**Requirement:** Please give back only the lines below from the one containing "and human-readable failures." to the one containing "The conversion is", each repeated word for word, both ends included.

_ _ _ _ _ _ _

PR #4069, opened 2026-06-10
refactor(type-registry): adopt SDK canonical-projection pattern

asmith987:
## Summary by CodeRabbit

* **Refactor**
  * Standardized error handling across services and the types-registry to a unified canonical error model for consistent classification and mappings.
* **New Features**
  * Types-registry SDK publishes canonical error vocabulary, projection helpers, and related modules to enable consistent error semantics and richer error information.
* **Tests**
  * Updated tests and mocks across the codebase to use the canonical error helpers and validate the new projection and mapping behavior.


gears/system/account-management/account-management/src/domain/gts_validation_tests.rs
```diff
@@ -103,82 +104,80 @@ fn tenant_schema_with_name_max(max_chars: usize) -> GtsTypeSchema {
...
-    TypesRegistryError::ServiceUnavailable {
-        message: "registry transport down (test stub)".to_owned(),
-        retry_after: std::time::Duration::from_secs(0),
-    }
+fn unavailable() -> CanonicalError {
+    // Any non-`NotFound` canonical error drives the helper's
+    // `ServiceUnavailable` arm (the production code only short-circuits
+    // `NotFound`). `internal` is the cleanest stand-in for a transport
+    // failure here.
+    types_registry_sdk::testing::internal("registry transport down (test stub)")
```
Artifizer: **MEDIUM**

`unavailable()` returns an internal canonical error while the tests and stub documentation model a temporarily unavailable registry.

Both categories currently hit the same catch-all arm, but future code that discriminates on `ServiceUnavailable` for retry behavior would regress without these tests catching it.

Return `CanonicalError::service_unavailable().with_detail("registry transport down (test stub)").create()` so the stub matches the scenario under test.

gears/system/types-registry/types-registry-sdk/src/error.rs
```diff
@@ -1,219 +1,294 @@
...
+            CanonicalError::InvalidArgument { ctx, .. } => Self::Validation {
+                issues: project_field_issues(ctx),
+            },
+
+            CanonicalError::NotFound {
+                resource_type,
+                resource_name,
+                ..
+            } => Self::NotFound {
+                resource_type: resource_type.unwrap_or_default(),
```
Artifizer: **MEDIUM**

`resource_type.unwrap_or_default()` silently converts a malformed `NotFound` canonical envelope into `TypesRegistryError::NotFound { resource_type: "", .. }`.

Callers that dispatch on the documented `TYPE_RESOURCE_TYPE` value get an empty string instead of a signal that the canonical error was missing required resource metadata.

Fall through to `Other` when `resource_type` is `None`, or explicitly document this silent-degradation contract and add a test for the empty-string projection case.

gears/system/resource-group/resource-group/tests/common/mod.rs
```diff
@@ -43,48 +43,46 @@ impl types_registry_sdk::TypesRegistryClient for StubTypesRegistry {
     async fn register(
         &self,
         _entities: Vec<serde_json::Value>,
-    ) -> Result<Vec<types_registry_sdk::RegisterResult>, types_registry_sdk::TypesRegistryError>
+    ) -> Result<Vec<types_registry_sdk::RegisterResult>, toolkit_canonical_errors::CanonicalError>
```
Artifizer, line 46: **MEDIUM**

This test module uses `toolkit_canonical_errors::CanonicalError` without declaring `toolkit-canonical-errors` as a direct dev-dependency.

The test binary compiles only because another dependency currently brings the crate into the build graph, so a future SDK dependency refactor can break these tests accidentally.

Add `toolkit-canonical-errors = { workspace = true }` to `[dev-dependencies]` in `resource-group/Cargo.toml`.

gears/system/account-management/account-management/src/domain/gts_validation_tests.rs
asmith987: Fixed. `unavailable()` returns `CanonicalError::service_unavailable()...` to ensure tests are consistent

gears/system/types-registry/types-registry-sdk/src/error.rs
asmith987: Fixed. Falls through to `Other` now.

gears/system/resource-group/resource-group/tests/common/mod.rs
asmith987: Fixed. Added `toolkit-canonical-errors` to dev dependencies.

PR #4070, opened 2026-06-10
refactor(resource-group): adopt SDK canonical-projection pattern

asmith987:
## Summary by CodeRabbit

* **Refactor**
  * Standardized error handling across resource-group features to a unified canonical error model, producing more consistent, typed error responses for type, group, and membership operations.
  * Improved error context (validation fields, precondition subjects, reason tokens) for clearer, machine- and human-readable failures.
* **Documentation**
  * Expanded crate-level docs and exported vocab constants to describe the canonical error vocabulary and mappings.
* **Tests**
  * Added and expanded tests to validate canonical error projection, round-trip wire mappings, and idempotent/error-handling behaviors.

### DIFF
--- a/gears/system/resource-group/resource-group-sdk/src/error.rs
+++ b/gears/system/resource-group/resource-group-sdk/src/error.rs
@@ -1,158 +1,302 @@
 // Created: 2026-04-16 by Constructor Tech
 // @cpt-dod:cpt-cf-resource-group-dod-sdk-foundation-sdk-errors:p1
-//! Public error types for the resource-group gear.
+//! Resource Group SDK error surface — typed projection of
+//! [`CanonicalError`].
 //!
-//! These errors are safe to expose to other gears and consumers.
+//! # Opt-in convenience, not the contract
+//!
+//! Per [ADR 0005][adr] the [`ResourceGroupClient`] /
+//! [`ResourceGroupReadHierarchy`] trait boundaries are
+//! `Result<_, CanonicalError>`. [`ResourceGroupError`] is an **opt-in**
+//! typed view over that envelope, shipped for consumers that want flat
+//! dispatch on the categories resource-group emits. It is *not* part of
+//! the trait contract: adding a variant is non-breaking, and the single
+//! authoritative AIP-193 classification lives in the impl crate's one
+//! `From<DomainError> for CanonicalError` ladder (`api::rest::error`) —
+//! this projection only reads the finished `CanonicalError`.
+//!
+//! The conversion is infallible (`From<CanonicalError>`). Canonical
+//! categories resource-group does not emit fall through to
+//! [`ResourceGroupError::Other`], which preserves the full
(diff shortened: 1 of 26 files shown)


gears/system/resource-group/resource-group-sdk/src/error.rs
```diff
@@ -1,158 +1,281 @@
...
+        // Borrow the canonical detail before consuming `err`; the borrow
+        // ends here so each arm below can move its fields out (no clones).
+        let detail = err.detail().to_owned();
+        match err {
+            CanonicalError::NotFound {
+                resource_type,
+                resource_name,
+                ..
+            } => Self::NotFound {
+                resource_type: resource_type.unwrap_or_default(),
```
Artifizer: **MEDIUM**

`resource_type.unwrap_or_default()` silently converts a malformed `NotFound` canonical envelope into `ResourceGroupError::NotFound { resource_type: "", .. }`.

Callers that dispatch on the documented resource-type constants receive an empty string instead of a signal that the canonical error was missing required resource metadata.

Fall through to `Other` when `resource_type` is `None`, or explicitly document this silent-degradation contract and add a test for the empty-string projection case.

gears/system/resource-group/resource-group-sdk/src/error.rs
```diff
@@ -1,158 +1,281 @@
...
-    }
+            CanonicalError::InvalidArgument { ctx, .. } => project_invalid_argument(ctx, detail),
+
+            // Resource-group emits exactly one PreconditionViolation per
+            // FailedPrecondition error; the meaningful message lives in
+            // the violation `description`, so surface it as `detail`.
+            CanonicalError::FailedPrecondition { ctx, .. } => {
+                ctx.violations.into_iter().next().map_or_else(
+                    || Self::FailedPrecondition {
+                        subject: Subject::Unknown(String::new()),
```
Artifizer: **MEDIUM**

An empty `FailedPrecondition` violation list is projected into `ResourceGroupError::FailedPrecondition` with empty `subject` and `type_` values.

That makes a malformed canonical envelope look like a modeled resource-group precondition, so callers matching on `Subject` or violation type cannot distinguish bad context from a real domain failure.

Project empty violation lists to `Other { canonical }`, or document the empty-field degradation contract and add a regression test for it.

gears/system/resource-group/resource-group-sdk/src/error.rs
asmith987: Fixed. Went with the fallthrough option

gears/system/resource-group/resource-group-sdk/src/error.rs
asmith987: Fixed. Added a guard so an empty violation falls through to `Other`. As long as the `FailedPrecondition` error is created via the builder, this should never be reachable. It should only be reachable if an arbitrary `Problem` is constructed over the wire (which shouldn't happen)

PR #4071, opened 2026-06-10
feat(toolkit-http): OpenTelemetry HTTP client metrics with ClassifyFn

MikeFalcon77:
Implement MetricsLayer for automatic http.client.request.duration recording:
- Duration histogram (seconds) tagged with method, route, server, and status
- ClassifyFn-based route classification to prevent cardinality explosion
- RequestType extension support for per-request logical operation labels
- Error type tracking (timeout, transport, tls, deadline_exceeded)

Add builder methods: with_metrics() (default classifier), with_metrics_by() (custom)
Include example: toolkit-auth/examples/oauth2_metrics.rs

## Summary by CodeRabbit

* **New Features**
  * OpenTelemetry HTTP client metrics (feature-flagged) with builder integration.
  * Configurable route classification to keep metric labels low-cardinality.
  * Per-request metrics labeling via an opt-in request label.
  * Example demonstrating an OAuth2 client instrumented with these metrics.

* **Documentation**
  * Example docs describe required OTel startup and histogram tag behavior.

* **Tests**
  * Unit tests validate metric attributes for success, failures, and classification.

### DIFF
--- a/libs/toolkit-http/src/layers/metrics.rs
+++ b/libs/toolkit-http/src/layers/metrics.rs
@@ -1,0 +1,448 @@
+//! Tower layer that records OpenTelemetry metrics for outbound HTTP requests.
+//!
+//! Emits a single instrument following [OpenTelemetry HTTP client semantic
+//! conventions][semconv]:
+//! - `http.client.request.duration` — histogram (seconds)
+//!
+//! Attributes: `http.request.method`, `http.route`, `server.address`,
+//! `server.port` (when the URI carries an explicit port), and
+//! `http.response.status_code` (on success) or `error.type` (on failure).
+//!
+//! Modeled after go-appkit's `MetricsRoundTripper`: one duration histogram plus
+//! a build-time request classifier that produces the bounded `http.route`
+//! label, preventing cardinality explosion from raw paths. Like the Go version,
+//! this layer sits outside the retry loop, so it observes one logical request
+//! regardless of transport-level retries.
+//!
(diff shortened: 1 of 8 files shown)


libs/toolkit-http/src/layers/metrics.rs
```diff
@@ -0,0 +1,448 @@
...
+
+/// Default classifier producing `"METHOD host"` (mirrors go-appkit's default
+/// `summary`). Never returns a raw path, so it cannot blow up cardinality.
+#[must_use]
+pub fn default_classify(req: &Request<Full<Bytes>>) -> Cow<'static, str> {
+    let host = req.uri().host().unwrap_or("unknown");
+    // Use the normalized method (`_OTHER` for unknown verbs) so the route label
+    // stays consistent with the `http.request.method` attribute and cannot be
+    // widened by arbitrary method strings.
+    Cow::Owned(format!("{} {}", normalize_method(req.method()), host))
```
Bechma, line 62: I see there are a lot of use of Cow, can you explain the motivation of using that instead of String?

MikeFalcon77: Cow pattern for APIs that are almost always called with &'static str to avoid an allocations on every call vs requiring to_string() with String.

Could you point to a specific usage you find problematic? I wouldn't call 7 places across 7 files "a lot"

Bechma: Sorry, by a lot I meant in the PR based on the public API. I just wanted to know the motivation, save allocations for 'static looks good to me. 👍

_ _ _ _ _ _ _

**Your response:**
  * Improved error context (validation fields, precondition subjects, reason tokens) for clearer, machine- and human-readable failures.
* **Documentation**
  * Expanded crate-level docs and exported vocab constants to describe the canonical error vocabulary and mappings.
* **Tests**
  * Added and expanded tests to validate canonical error projection, round-trip wire mappings, and idempotent/error-handling behaviors.

### DIFF
--- a/gears/system/resource-group/resource-group-sdk/src/error.rs
+++ b/gears/system/resource-group/resource-group-sdk/src/error.rs
@@ -1,158 +1,302 @@
 // Created: 2026-04-16 by Constructor Tech
 // @cpt-dod:cpt-cf-resource-group-dod-sdk-foundation-sdk-errors:p1
-//! Public error types for the resource-group gear.
+//! Resource Group SDK error surface — typed projection of
+//! [`CanonicalError`].
 //!
-//! These errors are safe to expose to other gears and consumers.
+//! # Opt-in convenience, not the contract
+//!
+//! Per [ADR 0005][adr] the [`ResourceGroupClient`] /
+//! [`ResourceGroupReadHierarchy`] trait boundaries are
+//! `Result<_, CanonicalError>`. [`ResourceGroupError`] is an **opt-in**
+//! typed view over that envelope, shipped for consumers that want flat
+//! dispatch on the categories resource-group emits. It is *not* part of
+//! the trait contract: adding a variant is non-breaking, and the single
+//! authoritative AIP-193 classification lives in the impl crate's one
+//! `From<DomainError> for CanonicalError` ladder (`api::rest::error`) —
+//! this projection only reads the finished `CanonicalError`.
+//!
+//! The conversion is infallible (`From<CanonicalError>`). Canonical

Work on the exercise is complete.